Dirty Water Dogs and Stub-Nosed Monkeys

Although I haven’t been posting any updates about my screenwriting projects of late, it doesn’t mean I’ve given up hope or stopped putting my stuff out there. When you’ve been at it as long as I have, you build up a body of work. If the scripts you wrote were any good, they should stand the test of time. With experience and distance from the original inspiration or catalyst that motivated you to crank out the first drafts, revisiting old material can yield fresh insights that improve the story and writing itself.

Since my last blog entry about renewed interest in my Menehune family feature script, I’ve signed a 90-day shopping agreement with a producer who is working with a Chinese multimedia company that is making low budget films in the USA. He found my Amish horror spec, SNALLYGASTER, on the Jason Scoggins Spec Scout site (free listings) and liked it because he grew up near Pennsylvania Dutch country, where my script is set. I used that producer’s interest to prod a small prodco to get back to me on my Muslim baby/doll murder mystery suspense script — and over the weekend, their director of development read it after he got back very good coverage from their readers. Now the doll script is also being shopped to distributors through the prodco. That lead came through the Inktip weekly e-newsletters (also free). And via another Inktip e-newsletter request for scripts, I got a producer request for a big budget sci-fi spec I cowrote.

I also continue to enter screenwriting contests while I’m still eligible — that is, I haven’t made enough from options or an outright sale to disqualify me. I’m in that lull stage where you have to wait… then wait some more for news. I don’t want to jinx anything by pestering the prodcos for updates, and cling to the hope that no news is a good sign that those projects are still in play. The benefit of being a more “experienced” writer (old guy) is I don’t lose sleep over it anymore. I get on with my life. Instead of thinking about my prospects of selling, I’m more reflective of my solitary place in the universe and how small we all are in the grand scheme of things.

The other day while jogging to the beach, I counted my blessings and my mind drifted to dirty water hotdogs in New York City, where I misspent a good portion of my 20s before escaping to my present home in Hawaii. In spite of the jokes about the dangers of scarfing down those boiled frankfurters plucked out of the battered, weathered street carts, there was something I liked about the consistency and taste of those onions simmered in a red sauce that to this day, I cannot identify. It was the ideal hangover food after a night of partying and heavy drinking would leave me with less than three bucks in my wallet. No matter where the hot dog cart was — Downtown, Upper West Side/East Side, the Village or Soho — they always tasted the same.

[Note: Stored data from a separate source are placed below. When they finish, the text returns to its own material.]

PR #323, opened 2024-06-19
Send auth follow up item back when q returns auth error

makenneth:
## Description
Return an auth follow up action when Q api returns missing token errors
- Still testing the errors out
- Also, might need to consider missing scopes

## License

### DIFF
--- a/server/aws-lsp-codewhisperer/src/language-server/chat/chatController.ts
+++ b/server/aws-lsp-codewhisperer/src/language-server/chat/chatController.ts
@@ -2,7 +2,7 @@ import {
     GenerateAssistantResponseCommandInput,
     GenerateAssistantResponseCommandOutput,
 } from '@amzn/codewhisperer-streaming'
-import { TabChangeParams, chatRequestType } from '@aws/language-server-runtimes/protocol'
+import { LSPErrorCodes, TabChangeParams, chatRequestType } from '@aws/language-server-runtimes/protocol'
 import {
     CancellationToken,
     Chat,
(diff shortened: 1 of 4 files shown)


server/aws-lsp-codewhisperer/src/language-server/chat/chatController.ts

Back then though, I never stopped to think about it much: how immigrants brought these sausages to the New Land, and renamed them for Americans; or the newer immigrants who took over the hot dog carts and introduced other foods from their respective countries; what it took for them to get that beat-up cart; where they got the red sauce recipe from — or was it sold by the originator? So, after my jog, I showered and Googled hot dogs and the red onion sauce recipe. Found some interesting tidbits too!

Snub-nosed Monkey19The dirty water dog memory stirred up a more recent image I recalled from watching a PBS Nature show about an orphaned snub-nosed monkey I identified with. I wasn’t abandoned and left to fend for myself like that poor little monkey, yet my days as a young bachelor in NYC, longing for connection and love, often left me feeling painfully alone. Drinking and partying was part of my survival mode. I convinced myself I didn’t need anyone, or their approval. In some ways, you could say it toughened me up for the inevitable rejections I would later have to endure as a writer. But damn, at the end of that nature show, I was really pulling for that cute little snub-nosed creature to find a friend and reconnect with his missing mother. And I think about that young lonely man, dressed in his business suit with day old razor stubble, savoring a warm hot dog with red onions, with no clue as to what the future might hold for him. Selling a screenplay was the farthest thing from his mind.